Task objective:
Look through the lines below and extract each one that contains "opened".

──────── The data ────────

Issue #12261, opened 2016-09-28
Assets Manager hard reference to \Phalcon\Tag, should use DI


kristofferingemansson:
Assets Manager has hard reference to \Phalcon\Tag when generating HTML.
Assets Manager should fetch tag instance from dependency injector instead to allow custom behavior.

``` php
class MyTag extends \Phalcon\Tag
{
    public static function stylesheetLink($parameters = null, $local = true)
    {
        die('bar');
    }
}

$di = new \Phalcon\Di\FactoryDefault();
$di->setShared('tag', MyTag::class);

/** @var \Phalcon\Assets\Manager $manager */
$manager = $di->get('assets');
$manager->addCss('test.css');
$manager->outputCss();
```

Actual

``` php
<link rel="stylesheet" type="text/css" href="/test.css" />
```

Expected

``` php
bar
```

https://github.com/phalcon/cphalcon/blob/v3.0.1/phalcon/assets/manager.zep#L775
https://github.com/phalcon/cphalcon/blob/v3.0.1/phalcon/assets/manager.zep#L811 (same for JavaScript)
### Details
- Phalcon version: 3.0.1
- PHP Version: 5.5.24
- Operating System: Windows 7
- Installation type: xampp

Jurigag:
If it's 3.1.0 then if service called tag doesn't exist it should still use Tag class in static way.

niden:
Implemented

PR #13894, opened 2019-03-12
Fix: assets manager hard reference to phalcon\tag. Use DI

ekmst:
Hello!

* Type: bug fix
* Link to issue: https://github.com/phalcon/cphalcon/issues/12261

- [x] I updated the CHANGELOG

Thanks

### DIFF
--- a/phalcon/assets/manager.zep
+++ b/phalcon/assets/manager.zep
@@ -18,14 +18,18 @@ use Phalcon\Assets\Asset\Js as AssetJs;
 use Phalcon\Assets\Asset\Css as AssetCss;
 use Phalcon\Assets\Inline\Css as InlineCss;
 use Phalcon\Assets\Inline\Js as InlineJs;
+use Phalcon\DiInterface;
+use Phalcon\Di\InjectionAwareInterface;
 
 /**
  * Phalcon\Assets\Manager
  *
  * Manages collections of CSS/Javascript assets
  */
-class Manager
+class Manager implements InjectionAwareInterface
 {
+
+	protected _dependencyInjector;
 
 	/**
 	 * Options configure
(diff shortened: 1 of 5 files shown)


phalcon/assets/manager.zep
```diff
@@ -763,15 +783,23 @@ class Manager
...
 		} else {
 			let collection = this->get(collectionName);
 		}
 
-		return this->output(collection, ["Phalcon\\Tag", "stylesheetLink"], "css");
+		let callback = ["Phalcon\\Tag", "stylesheetLink"];
+
+		let dependencyInjector = this->_dependencyInjector;
+		if typeof dependencyInjector == "object" && dependencyInjector->has("tag") {
+			let tag = dependencyInjector->getShared("tag");
```
niden: Can we add a check to see if the `tag` was in the DI container and valid and throw an exception if need be?

phalcon/assets/manager.zep
```diff
@@ -795,15 +823,23 @@ class Manager
...
 		} else {
 			let collection = this->get(collectionName);
 		}
 
-		return this->output(collection, ["Phalcon\\Tag", "javascriptInclude"], "js");
+		let callback = ["Phalcon\\Tag", "javascriptInclude"];
+
+		let dependencyInjector = this->_dependencyInjector;
+		if typeof dependencyInjector == "object" && dependencyInjector->has("tag") {
+			let tag = dependencyInjector->getShared("tag");
```
niden: Same here

niden (dismissed):

phalcon/assets/manager.zep
sergeyklay: The `dependencyInjector->has("tag")` already here, on line 797. But why we need throw an exception? It will work w/o 'tag'

sergeyklay (approved):

phalcon/assets/manager.zep
niden: Never mind.

niden:
Thank you @ekmst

────────

Result for this task:
Issue #12261, opened 2016-09-28
PR #13894, opened 2019-03-12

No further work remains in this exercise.